Collected data:
PR #1532, opened 2017-03-25
feat(provider/oraclebmcs): Add initial scaffolding for Oracle BMCS pr…

simonlord:
Based on the discussions during the demo we gave last Wednesday here is the first PR for an Oracle BMCS provider. This is the smallest PR i felt i could create. 

It is essentially: 
- Gradle build script
- Credentials/config loading
- A no-op atomic operation (required by FeatureController - otherwise it won't start with just oraclebmcs enabled). This'll be removed as soon as the first real atomic operation gets added
- A health indicator
- Integration into clouddriver-web
- Added Oracle BMCS section to clouddriver.yaml

It passes './gradlew test', and when enabled with a valid account it will run the health indicator.

The only bit i know you're not going to like is the way we're adding the Oracle BMCS SDK dependency. At the moment it's only available via a zip file on the github releases area of the github repo. I didn't want to add the jars to git, so instead we're downloading on the fly, unzipping and adding to the gradle deps. This should be in a public maven repo soon.

We'll get a demo account setup for you to able to run this as soon as possible.

### DIFF
--- a/clouddriver-oracle-bmcs/clouddriver-oracle-bmcs.gradle
+++ b/clouddriver-oracle-bmcs/clouddriver-oracle-bmcs.gradle
@@ -1,0 +1,59 @@
+// Oracle BMCS SDK isn't published to any maven repo (yet!), so we manually download, unpack and add to compile/runtime deps
+def bmcsSDK = project.file('bmcs-sdk/lib/oracle-bmc-java-sdk-full-1.2.2.jar')
+def sdkDest = "bmcs-sdk"
+
+if (bmcsSDK.exists() == false) {
+  def sdkArchive = File.createTempFile("bmcsSDK","archive.zip")
+  sdkArchive << new URL("https://github.com/oracle/bmcs-java-sdk/releases/download/v1.2.2/oracle-bmcs-java-sdk.zip").openStream()
+
+  copy {
+    from zipTree(sdkArchive)
+    into sdkDest
+    include "**/*.jar"
+    exclude "**/*-sources.jar"
+    exclude "**/*-javadoc.jar"
+
+    // Scary but works. I think clouddriver deps in general need cleaning at some point
+    // Even without the oracle bmc sdk 3rd party deps there's still multiple javax.inject and commons-X JARs
+    exclude "**/*jackson*.jar"
+    exclude "**/*jersey*.jar"
+    exclude "**/hk2*.jar"
+    exclude "**/*guava*.jar"
+    exclude "**/commons*.jar"
+    exclude "**/javax*.jar"
+    exclude "**/aopalliance*.jar"
+    exclude "**/javassist*.jar"
+    exclude "**/slf*.jar"
+    exclude "**/osgi*.jar"
+    exclude "**/validation*.jar"
+    exclude "**/jsr305*.jar"
+    exclude "**/bcprov*.jar"
+
+  }
+}
+
+def bmcsSDKDeps = project.fileTree('bmcs-sdk/third-party/lib')
+
+task cleanSDK << {
+  project.file(sdkDest).deleteDir()
+}
+clean.dependsOn cleanSDK
+
+
+
+dependencies {
+  compile project(":clouddriver-core")
+  compile spinnaker.dependency('frigga')
+  compile spinnaker.dependency('bootActuator')
+  compile spinnaker.dependency('bootWeb')
+  compile files(bmcsSDK)
+  runtime files(bmcsSDKDeps)
+}
+
+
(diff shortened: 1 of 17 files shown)


clouddriver-oracle-bmcs/src/main/groovy/com/netflix/spinnaker/clouddriver/oraclebmcs/security/OracleBMCSCredentials.groovy
```diff
@@ -0,0 +1,15 @@
...
+ * Copyright (c) 2017 Oracle America, Inc.
+ *
+ * The contents of this file are subject to the Apache License Version 2.0 (the "License");
+ * you may not use this file except in compliance with the License.
+ * If a copy of the Apache License Version 2.0 was not distributed with this file,
+ * You can obtain one at https://www.apache.org/licenses/LICENSE-2.0.html
+ */
+package com.netflix.spinnaker.clouddriver.oraclebmcs.security
+
+class OracleBMCSCredentials {
```
lwander: Is this going to be extended in a future PR?

clouddriver-web/config/clouddriver.yml
```diff
@@ -266,6 +266,12 @@ cf:
       artifactUsername: ${cf.repo.username}
       artifactPassword: ${cf.repo.password}
 
+oraclebmcs:
+  enabled: ${ORACLEBMCS_ENABLED:false}
+  accounts:
```
lwander: This config file is a bit of a mixed bag, but I'd recommend not adding any accounts here since it could lead to spring-config confusion down the road. Arrays across multiple spring profiles are overwritten entirely instead of merged, and it's not always obvious what the profile-load-order is. The other provider (minus CF) use this file to define provider-wide defaults, which are a little easier to reason about and change less frequently than the set of enabled accounts.

clouddriver-oracle-bmcs/src/main/groovy/com/netflix/spinnaker/clouddriver/oraclebmcs/security/OracleBMCSNamedAccountCredentials.groovy
```diff
@@ -0,0 +1,109 @@
...
+      this.compartmentId = compartmentID
+      return this
+    }
+
+    OracleBMCSNamedAccountCredentials build() {
+      return new OracleBMCSNamedAccountCredentials(this.name, this.environment, this.accountType, this.requiredGroupMembership, this.compartmentId)
+    }
+  }
+
+  class OracleBMCSRegion {
```
lwander: Just curious, how do regions work in a bare-metal cloud?

clouddriver-oracle-bmcs/clouddriver-oracle-bmcs.gradle
```diff
@@ -0,0 +1,52 @@
+// Oracle BMCS SDK isn't published to any maven repo (yet!), so we manually download, unpack and add to compile/runtime deps
+def bmcsSDK = project.file('bmcs-sdk/lib/oracle-bmc-java-sdk-full-1.2.2.jar')
```
duftler: Can this also be removed as a result of a `./gradlew clean`?

simonlord: Good catch! Added a cleanSDK task and added it as a dependency for the clean task.

clouddriver-oracle-bmcs/src/main/groovy/com/netflix/spinnaker/clouddriver/oraclebmcs/security/OracleBMCSNamedAccountCredentials.groovy
simonlord: Same as other clouds really. Currently we have 1 Region with 3 Availability Domains. More info here https://docs.us-phoenix-1.oraclecloud.com/Content/General/Concepts/regions.htm

simonlord:
So I removed the OracleBMCSCredentials class as we don't actually use it for anything as we don't need to keep credentials in memory. However, that means i've had to update OracleBMCSNameAccountCredentials to implement AccountCredentials<Object>. Is that ok?

clouddriver-web/config/clouddriver.yml
simonlord: That's good to know. I've removed the accounts now.

lwander:
I can't think of a reason why not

→ Activity
If a line comes after the one that contains "and commons-X JARs", leave it out; return every line of the entries up to that point exactly, starting with the first, with that line included.

→ Your solution
PR #1532, opened 2017-03-25
feat(provider/oraclebmcs): Add initial scaffolding for Oracle BMCS pr…

simonlord:
Based on the discussions during the demo we gave last Wednesday here is the first PR for an Oracle BMCS provider. This is the smallest PR i felt i could create. 

It is essentially: 
- Gradle build script
- Credentials/config loading
- A no-op atomic operation (required by FeatureController - otherwise it won't start with just oraclebmcs enabled). This'll be removed as soon as the first real atomic operation gets added
- A health indicator
- Integration into clouddriver-web
- Added Oracle BMCS section to clouddriver.yaml

It passes './gradlew test', and when enabled with a valid account it will run the health indicator.

The only bit i know you're not going to like is the way we're adding the Oracle BMCS SDK dependency. At the moment it's only available via a zip file on the github releases area of the github repo. I didn't want to add the jars to git, so instead we're downloading on the fly, unzipping and adding to the gradle deps. This should be in a public maven repo soon.

We'll get a demo account setup for you to able to run this as soon as possible.

### DIFF
--- a/clouddriver-oracle-bmcs/clouddriver-oracle-bmcs.gradle
+++ b/clouddriver-oracle-bmcs/clouddriver-oracle-bmcs.gradle
@@ -1,0 +1,59 @@
+// Oracle BMCS SDK isn't published to any maven repo (yet!), so we manually download, unpack and add to compile/runtime deps
+def bmcsSDK = project.file('bmcs-sdk/lib/oracle-bmc-java-sdk-full-1.2.2.jar')
+def sdkDest = "bmcs-sdk"
+
+if (bmcsSDK.exists() == false) {
+  def sdkArchive = File.createTempFile("bmcsSDK","archive.zip")
+  sdkArchive << new URL("https://github.com/oracle/bmcs-java-sdk/releases/download/v1.2.2/oracle-bmcs-java-sdk.zip").openStream()
+
+  copy {
+    from zipTree(sdkArchive)
+    into sdkDest
+    include "**/*.jar"
+    exclude "**/*-sources.jar"
+    exclude "**/*-javadoc.jar"
+
+    // Scary but works. I think clouddriver deps in general need cleaning at some point
+    // Even without the oracle bmc sdk 3rd party deps there's still multiple javax.inject and commons-X JARs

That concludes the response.